▶ [Work request]: For this exercise, reproduce the entries below exactly, but only from the line containing "In order to" through the line containing "This is the", both included.

________________________

PR #2965, opened 2022-09-02
nft emotes different approach to new structure

Antivortex:
## WHAT AND WHY

There were issues in changing nft emotes structure so after discussion with Mendez we decided to use different approach: make only one version for the Renderer emote structure but convert structures for old users in runtime.

## HOW TO TEST

To test this change it is very important to test in both old users and new users. For old users we need to check if their old NFT emotes will be present. Old user is considered anyone who created his profile and added some NFT emotes and/or other wearables before this change was in the Renderer.

## Our Code Review Standards


Kinerius (approved):
LGTM

davidejensen (approved):

PR #2976, opened 2022-09-06
feat:  ECS7 update pointer events component with a new approach

Suduck:
## Context

In order to have a better understanding of why are we changing the way that pointer event result works you should go to this issue: decentraland/sdk#352

We have defined a new way to retrieve the result of the pointer event and we need to implement it. 

This is the first step going forward decentraland/sdk#358.

The reason behind implementing this approach instead of the complete `Append` decentraland/sdk#358. This is because of the time that we have to achieve feature parity with ECS6. This is an intermediary approach that won't break the API when we implement the `Append` to the CRDT message

## What does this PR change?

This PR is the second part of 

- Removes the old PointerEvents components and ( `OnPointerUp ` and `OnPointerDown`) and implements a generic `PointerEvent` component.

This component will contain an array of all the pointer-events specified by the user.

## Know issues

PointerEventUp is not working as expected since the hover text is not appearing correctly. This is happening already so it is not related to this PR

## How to test the changes?

1.- Download the scene https://github.com/decentraland/ecs7-template and use the following branch: `feat/pointer-event-test`
2.- Follow the instructions in the md of the repo and install this SDK version `npm install "https://sdk-team-cdn.decentraland.org/@dcl/js-sdk-toolchain/branch/feat/update-pointer-event-result/dcl-sdk-7.0.0-2978388596.commit-be4470d.tgz"`
3.- Start the scene with dcl start
4.- Use this URL: http://127.0.0.1:8000/?position=0%2C0&ENABLE_ECS7&renderer-branch=feat/update-pointer-event-result-component&kernel-branch=main&SCENE_DEBUG_PANEL=&realm=v1%7E127.0.0.1%3A8000
5.- Change the code with differents pointers events and differents buttons to see if everything works as expected
6.- Test those two function  `isPointerEventActive` and  `wasEntityClicked `

## Our Code Review Standards


pbosio:
replaced by: https://github.com/decentraland/unity-renderer/pull/3060

PR #2979, opened 2022-09-06
feat: enable or disable channel notifications

lorux0:
## What does this PR change?

Changed the way channel messages are loaded. The old implementation had issues when trying to reload channels that you already seen.

Added the possibility to enable or disable channel notifications.

## How to test the changes?

1. Join any channel (from the channel browser o through command).
2. Get into the channel, click the mute channel button in header of the window.
3. Start pressing `G` to receive fake messages. They should not be displayed in the notifications panel.
4. You will see that the taskbar grows the notification count, that is because we have a mocked implementation that is not taking in consideration the mute status of the channel.

## Our Code Review Standards


sandrade-dcl (approved):
LGTM!

sandrade-dcl (approved):

PR #2980, opened 2022-09-06
fix: ECS7 hover feedback

pbosio:


pbosio:
replaced by: https://github.com/decentraland/unity-renderer/pull/3060

PR #3004, opened 2022-09-09
Old emotes loading time hot fix

Antivortex:
## What does this PR change?

There are two different methods responsible for old and new emotes loading. After we removed version field I made the calls to these methods sequential which is a wrong approach and the right one without version field would be to use the one that comes first. With a sequential approach old emotes will not start loading until the call to new emote by the same id times out.

With this change both of them will be called at the same time and the first one finished will be used.


davidejensen (approved):
this change was made for before the catalyst update, now it is not required anymore but it works as expected

PR #3021, opened 2022-09-12
fix: avatar shape glitch caused by zero scale

### LINKED ISSUE #2997: AvatarShape glitch
Video of the issue: 

https://user-images.githubusercontent.com/7646450/189163597-cd61f411-f93b-4b51-a609-09de20fb5086.mp4

Possible issues:

- AvatarShape is getting combined with its parent meshes for some reason so everything goes crazy.
- Sometimes it does not glitch, maybe there's a race condition causing an issue
- Some errors about some objects having infinity scale

Kinerius:
## What does this PR change?

Closes #2997 

## How to test the changes?

- Download and extract this scene: [mirrors.zip](https://github.com/decentraland/unity-renderer/files/9550998/mirrors.zip)
- Enter the folder on a terminal
- Initialize the scene using `dcl start` ([Installation Guide](https://docs.decentraland.org/development-guide/SDK-101/) of the DCL Tools)
- When the browser opens add this `&renderer-branch=fix/avatar-shape-glitch` to the end of the url
- Url should look like this http://127.0.0.1:8000/?position=0%2C0&SCENE_DEBUG_PANEL&renderer-branch=fix/avatar-shape-glitch
- Check that there is no glitch

## Our Code Review Standards


unity-renderer/Assets/Scripts/MainScripts/DCL/Components/Avatar/AvatarShape.cs
```diff
@@ -195,6 +195,17 @@ public override IEnumerator ApplyChanges(BaseModel newModel)
...
                 }
+
+                // NOTE (Kinerius): Since users can spawn avatar shapes with zero scale,
+                // we avoid the glitches generated by it by moving this object elsewhere with a normal scale (#2997)
+                var thisTransform = transform;
+                Transform prevParent = thisTransform.parent;
+                Vector3 prevScale = thisTransform.localScale;
+                Vector3 prevPos = thisTransform.localPosition;
+                thisTransform.SetParent(null);
+                thisTransform.localPosition = Vector3.one * 9999;
```
lorux0, line 206: cant we disable the gameObject instead of doing this?

lorux0:
i've noticed this glitch in the scene:
Screen Shot 2022-09-14 at 15 55 05

unity-renderer/Assets/Scripts/MainScripts/DCL/Components/Avatar/AvatarShape.cs
Kinerius: Disabling would do nothing because it would still be a child of an object hierarchy of zero scale

Kinerius:
> i've noticed this glitch in the scene: Screen Shot 2022-09-14 at 15 55 05

This is normal, there's an avatar with zero scale being spawned there, we have to give tools to content creators to avoid using the spawn FX

unity-renderer/Assets/Scripts/MainScripts/DCL/Components/Avatar/AvatarShape.cs
lorux0: so what if you unparent and disable the object?

dalkia (approved):

PR #5297, opened 2023-06-02
fix: close searchbox close icon when thext is empty

sandrade-dcl:
## What does this PR change?
The close icon button in our searchbox UI component should be hidden when the input text is empty.

image

## How to test the changes?
1. Launch the explorer.
2. Open the backpack.
3. Notice the searchbox component (in the top right side of the screen) is not showing the close icon.
4. Input some text in the searchbox.
5. Notice the close icon appears after the search.
6. Clean the searchbox text.
7. Notice the close icon is hidden.

## Our Code Review Standards

### <samp>🤖 Generated by Copilot at 576fc6d</samp>

This pull request improves the UI and testing of the `SearchBarComponentView` class. It fixes a bug with the clear search button visibility and adds a new test case for different input field states.

### DIFF
--- a/unity-renderer/Assets/UIComponents/Scripts/Components/SearchBar/SearchBarComponentView.cs
+++ b/unity-renderer/Assets/UIComponents/Scripts/Components/SearchBar/SearchBarComponentView.cs
@@ -197,7 +197,7 @@ public class SearchBarComponentView : BaseComponentView, ISearchBarComponentView
 
     internal void SetSearchMode()
     {
-        clearSearchButton.gameObject.SetActive(true);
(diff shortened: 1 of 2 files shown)


Kinerius (approved):

kwssbocian (approved):
✔️Search box component is present in the top-right section of BackpackV2 and is shown without X close button by default. Icon appears only when the box contains text.
✔️Putting in text in the searchbox causes X close icon to appear and the wearables to be filtered accordingly.
✔️Clearing text input causes the icon to disappear. Also clicking the X icon causes the text to be cleared. In both cases wearable filtering goes away as a result.

PR #5317, opened 2023-06-06
style: backpack textures optimised

RominaMarchetti:
@popuz @sandrade-dcl I updated the of the backpack which is now a single texture.
Additionally, I turned off the setting Read/Write in all the backpack textures.


RominaMarchetti:
I forgot to turn it off in that texture D: Thanks for fixing it ;)

Regarding compression: actually, the .jpeg file size is 54kb and the best I could make once imported into unity is 7.3MB sacrificing quality using selecting a minor Max Texture Size. The sum of the previous files was 14.1 MB so there is an improvement but If there is a way to make it better I don't know it :(

popuz (changes requested):
I am not sure that we can compress it more. Should be good enough for now. Probably we can set `AlphaSource` to `None` in this big texture, since it not using any alpha. 
I saw just small issues with some icons not being dividable by 4. Can we make them something like 64x64 instead of 52x50? You can find them by scouting yellow warnings in their settings
image

RominaMarchetti:
@popuz after changing its size for making it multiple of 4 the size of the file increases but I ignore if anyways more performant. Do you know how to measure that?

Screenshot 2023-06-07 at 10 05 44

popuz:
> With an atlas the draw calls number is smaller but the `saved by batching` triplicates. Is it better anyways? I don't know what the saved by batching means.
> 
> Without atlas WithoutAtlas
> 
> With atlas WithAtlas

yes, both a better - less draw calls and more saved by batching 💪

popuz:
> Okay, pals! I'm waiting your approves now 👯

I am not sure that you need to include everything in this atlas. @lorux0 probably meant only small icons, but not background elements. So I suggest to move all these small icons in the sub-folder, from which create an atlas. And UI->BackpackV2 folder will only contain atlas itself + background images (that already dividable by 4, so we good there)

You can press this rotated arrows to re-request the review ;) 
image

RominaMarchetti:
Rsult after removing _only_ the background texture from the atlas `225`
Screenshot 2023-06-07 at 14 35 01

Result after removing everything but icons `240`
Screenshot 2023-06-07 at 14 30 47

popuz:
> 240

I wouldn't say it is an equal comparison, because you have 30 Visible skinned meshes in second screenshot (probably players avatars). However, for me both are fine.

PR #5355, opened 2023-06-15
fix: failing requests because of json conversion incompatibility

Kinerius:
## What does this PR change?

We changed the default Json deserializer for the one from Newtonsoft.

We had to fix a few DTO objects that used unity attributes

## How to test the changes?

https://play.decentraland.org/?explorer-branch=fix/json-req

Names and Lands should appear correctly in the player's passport

## Our Code Review Standards


popuz (approved):

kwssbocian (approved):
✔️For users that own Names and LANDs these are correctly being shown when viewing passports of those users.

PR #5356, opened 2023-06-15
fix: avatar animations in backpack & passport

Kinerius:
## What does this PR change?

Added an old code that made sure that the avatar animator had its correct target, this workaround should be removed once we get rid of the old ABs

## How to test the changes?

- test in https://play.decentraland.org/?explorer-branch=fix/avatar-preview
- Open backpack and see that the character animates correctly
- Open passport and see that the character animates correctly

## Our Code Review Standards


sandrade-dcl (approved):

popuz (approved):

kwssbocian (approved):
✔️Avatar previews are correctly animated in Passport view and inside Backpack. T-posing of avatars no longer occurs.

________________________

▶ [Reply]:
In order to have a better understanding of why are we changing the way that pointer event result works you should go to this issue: decentraland/sdk#352

We have defined a new way to retrieve the result of the pointer event and we need to implement it. 

This is the first step going forward decentraland/sdk#358.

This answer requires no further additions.